This project is aimed to provide a customized solution of quicker and more satisfying food order and delivery system under the digital business trend. For the food order part, a “Pizza Hot” website and mobile applications are implemented for customers to view dishes and place orders. Meanwhile, restaurant managers are able to manage dishes, orders, comments by logging in the website management dashboard. For the food delivery part, an intelligent delivering system is built, including a mobile application for delivery staff and a smart delivery box integrated with a micro-controller temperature sensor, WiFi and GPS modules, which can show temperature of pizza, time, and current location on the screen as well as navigate delivery staff to next delivery by audio output.
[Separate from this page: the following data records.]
PR #543, opened 2026-04-27
Introducing a `typing` module

PietropaoloFrisoni:
## Description

This Pr Introduces `qrisp.typing`. That is, a new module that provides a small set of curated type aliases for use in function signatures throughout the codebase. This software-engineering improvement was discussed on Discord.

The scalar/array distinction in Jasp mode (where Python scalars become jax.Array tracers at trace time) was discussed [in a prior PR](https://github.com/eclipse-qrisp/Qrisp/pull/542#discussion_r3180254709). The plan is to extend coverage to more of the source code in future PRs.

## Type of Change

This is a non-breaking change as it only affects documentation and type hints.

## What was changed?

We have a new `src/qrisp/typing.py` module with six type aliases, all importable from `qrisp.typing`.

All the public circuit methods in `quantum_circuit.py `  now carry QubitLike, ClbitLike, and/or Param annotations and matching docstring entries. We also annotate all paraetric-gate factory functions in `standard.operations.py`  and `U3Gate` in `operation.py`.

New reference page describing all six aliases, their values, and intended use. Linked from the Utilities index.

## How was it tested?

`tests/test_typing.py` covers runtime `isinstance` checks for all six type aliases against representative accepted values. The annotations were verified statically with `Pylance`: no new warnings are introduced in the annotated files.


documentation/source/reference/Circuit Manipulation/Clbit.rst
```diff
@@ -1,3 +1,5 @@
+.. _Clbit:
```
PietropaoloFrisoni, line 1: This was missing. Now :ref:`Clbit` should work across the codebase (it is also used in `typing.py`)

documentation/source/reference/Utilities/typing.rst
```diff
@@ -0,0 +1,69 @@
...
+
+.. py:data:: NDArrayLike
+   :type: TypeAlias
+   :value: np.ndarray | jax.Array | jax.core.Tracer
+
+   A multi-dimensional array value. Covers NumPy arrays, JAX arrays, and JAX
+   tracers. Use this when a parameter is expected to be an array, 
+   and the function should be compatible with both NumPy and JAX. 
+
+.. py:data:: ArrayLike
```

This MEng project is to implement and extend a business model proposed by four students in Digital Businesses Strategy class from Johnson School. It is an events finder targeting specifically on all the events in Cornell and college town. It contains a website, an iOS application and a ticker. The skill needed for the project are web full stack development, iOS application development, cross platform database management and embedded system development. A website and an iOS application which support events displaying, searching, posting and cross platform data synchronization has launched. A Raspberry Pi based arcade machine which can show upcoming events and allow people to play game with the joystick and buttons on it is also built. Compared with similar events finders, this event finder could overtake them because it is more informative, highly localized and cross-platform.
Dongle, Database, and GUI for Managing Unique Bird Tag IDs
Our project is an interdisciplinary project including Biology and ECE fields. Our team has four members and we are responsible for the ECE part. First of all, we developed a USB dongle containing a receiver to detect tag codes and a GPS receiver to record location. As for the tag part, we designed a new tag with a smaller solar beeper which can utilize the solar energy more efficiently. In addition, we also extended and refined the GUI and its interaction with the cloud- based database. After the project is finished, field biologists can use this device with a laptop computer to capture tag codes, times and locations as they are deployed, along with species and band number of the animals being tagged. Whenever a tag ID is recovered through RF communication in the field, similar data will be recorded and stored to the cloud-based database. It is a very meaningful project for protecting the endangered birds. What’s more, this project can also be applied to other endangered animals.
Real-Time ROSberry Pi SLAM Robot
A realtime monocular (single camera) visual Simultaneous Localization And Mapping (SLAM) robot is built utilizing a server-node based computational approach. The core of the robot is a Raspberry Pi 2 with a Robot Operating System (ROS) wrapper over the Raspbian Wheezy Linux kernel. Different nodes from the robot communicate with the server to map its location based on its surroundings using ORB-SLAM, with loop detection and re-localization capabilities.
Foot Motion Capture
At the present time, there is only anecdotal evidence concerning possible design issues with Firefighter boots. This motion capture system is used to define the possible problems when Firefighter boots are being used. The system has three functions: data detection, data collection, data display. SV03A rotary sensors are being used in this system to detect the angle change data of ankle of the foot. Its biggest advantage is that it fits into the small room of Firefighter boots. Data collection part uses Arduino Uno micro-controller to realize its function. Once the angle change has been detected by the sensor, micro-controller will filter the data and transfer it from voltage to angle data and finally store it locally on a SD card by using the SD card shield. Last function for this system is to display data in animation form. After finishing collecting data in an experiment, data will be uploaded to a Processing program and display the data out in an animation form.
Parallel Programming in a Raspberry Pi Cluster
The aim of the project is to build a Symmetric Multi-Processing (SMP) and Asymmetric Multi- Processing (ASMP) Platforms to develop Parallel Applications. The Project is planned to be used as a Lab project for the course “ECE5725 – Design with Embedded Operating System”. Aimed at providing the students with exposure to SMP and ASMP in an inexpensive but solid way, the Project was built using Raspberry Pi 2 Model B embedded computers. Raspberry Pi 2 being a four core processor with shared physical memory acted as an excellent platform for SMP. Meanwhile, for ASMP, a server cluster was built by connecting four Raspberry Pi’s using an Ethernet network router. Sobel Filter Edge Detection was chosen as a target application to analyze the performance and also to be used as a lab exercise for the course. Sobel filter with its two Dimensional array computation turned out to be an excellent application to learn the corner cases that are associated with the parallelization of a program. SMP and ASMP Programs, both individually and also as a hybrid, achieved the four and ten times better performance than sequential programming respectively.